Data to process ::
Issue #528, opened 2020-10-06
[BUG] Twitter event sources fail to honor include { retweets, replies } parameters


dylburger:
Due to a change made to Twitter event sources, the **Retweets** and **Replies** parameters for all Twitter event sources are currently not working. We're investigating the issue and will update this ticket as soon as we have a fix.

PR #892, opened 2021-02-06
Bug fixes for tweet search

jverce:
**Note: the change contains a lot of removed trailing whitespaces, so I suggest hiding those when doing your review**

Fixes issue #528

* Properly handle `includeRetweets` and `includeReplies` as strings
  instead of booleans
* Add new language option (**Undefined**) to allow for tweet searches
  where the tweet language was not identified
* Manage the `lang` property as a string array to allow users to fetch
  tweets of multiple languages (including "undefined"). This required
  setting the `lang` parameter as part of the search query instead of
  a URL query param.

### DIFF
--- a/components/twitter/sources/language-codes.js
+++ b/components/twitter/sources/language-codes.js
@@ -1,5 +1,9 @@
 module.exports = [
   {
+    English: "Undefined",
+    alpha2: "und",
+  },
+  {
     English: "Abkhazian",
     alpha2: "ab",
   },
--- a/components/twitter/sources/language-codes.js
+++ b/components/twitter/sources/language-codes.js
@@ -1,6 +1,6 @@
 module.exports = [
   {
-    English: "Undefined",
+    English: "Undetected",
     alpha2: "und",
   },
   {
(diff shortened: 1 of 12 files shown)


components/twitter/sources/language-codes.js
```diff
@@ -1,4 +1,8 @@
 module.exports = [
+  {
+    English: "Undefined",
```
tjk, line 3: Would it make sense to use something more user friendly as the english label for `Undefined`?

tjk (approved):
one minor comment. looks good!

components/twitter/sources/language-codes.js
jverce: It definitely does make sense, I just don't know what to use here 😂 
The [Twitter API docs](https://developer.twitter.com/en/docs/twitter-api/enterprise/search-api/guides/operators) use the term **undefined** so I just used it here as well, but we can change it to **Undetected** maybe?

tjk: Does `Any` make sense?

jverce: Well... that would imply that this option captures tweets in any language, when in fact what it does is capture those tweets which language couldn't be properly identified by Twitter. WDYT?

PR #893, opened 2021-02-06
Fix bug related to initial empty records being captured

### LINKED ISSUE #695: [BUG] Airtable event sources should not emit empty records
Airtable adds empty records to new tables by default. When I create a **New Records** source, I see these records emitted, but they're empty (this makes sense). I'd like the source to filter out these empty records, and not emit them.

jverce:
Fixes #695

* Manage the "starting" timestamp through the components hooks in
  addition to doing it during `run()`, so that we only capture records
  created/updated/deleted after the activation of the event source.
* Refactored some common logic into a single common component for
  reusability

### DIFF
--- a/components/airtable/sources/common.js
+++ b/components/airtable/sources/common.js
@@ -10,6 +10,7 @@ module.exports = {
         intervalSeconds: 60 * 5,
       },
     },
+    baseId: { type: "$.airtable.baseId", appProp: "airtable" },
   },
   hooks: {
     activate() {
--- a/components/airtable/sources/common.js
+++ b/components/airtable/sources/common.js
@@ -1,0 +1,23 @@
+const airtable = require("../airtable.app");
+
+module.exports = {
+  props: {
+    airtable,
+    db: "$.service.db",
+    timer: {
+      type: "$.interface.timer",
+      default: {
+        intervalSeconds: 60 * 5,
+      },
+    },
+  },
+  hooks: {
+    activate() {
+      const startTimestamp = new Date().toISOString();
+      this.db.set("lastTimestamp", startTimestamp);
+    },
+    deactivate() {
+      this.db.set("lastTimestamp", null);
+    },
+  },
+};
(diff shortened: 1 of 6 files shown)


components/airtable/sources/common.js
```diff
@@ -0,0 +1,23 @@
...
+    db: "$.service.db",
+    timer: {
+      type: "$.interface.timer",
+      default: {
+        intervalSeconds: 60 * 5,
+      },
+    },
+  },
+  hooks: {
+    activate() {
```
dylburger, line 15: btw, we've recently shipped a `deploy` hook that runs only at deploy time (instead of on every component update). [See this source as an example](https://github.com/PipedreamHQ/pipedream/blob/446b92a5173b550cc89145b0e6285c6f1b8a637b/components/uservoice/sources/new-nps-ratings/new-nps-ratings.js#L24).

components/airtable/sources/new-or-modified-records-in-view/new-or-modified-records-in-view.js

Work item ::
Taking the entries above, write out exactly the lines starting with the line containing "jverce: It definitely" and going on through the line containing "### LINKED ISSUE", both included, and nothing else.

Answer ::
jverce: It definitely does make sense, I just don't know what to use here 😂 
The [Twitter API docs](https://developer.twitter.com/en/docs/twitter-api/enterprise/search-api/guides/operators) use the term **undefined** so I just used it here as well, but we can change it to **Undetected** maybe?

tjk: Does `Any` make sense?

jverce: Well... that would imply that this option captures tweets in any language, when in fact what it does is capture those tweets which language couldn't be properly identified by Twitter. WDYT?

PR #893, opened 2021-02-06
Fix bug related to initial empty records being captured

### LINKED ISSUE #695: [BUG] Airtable event sources should not emit empty records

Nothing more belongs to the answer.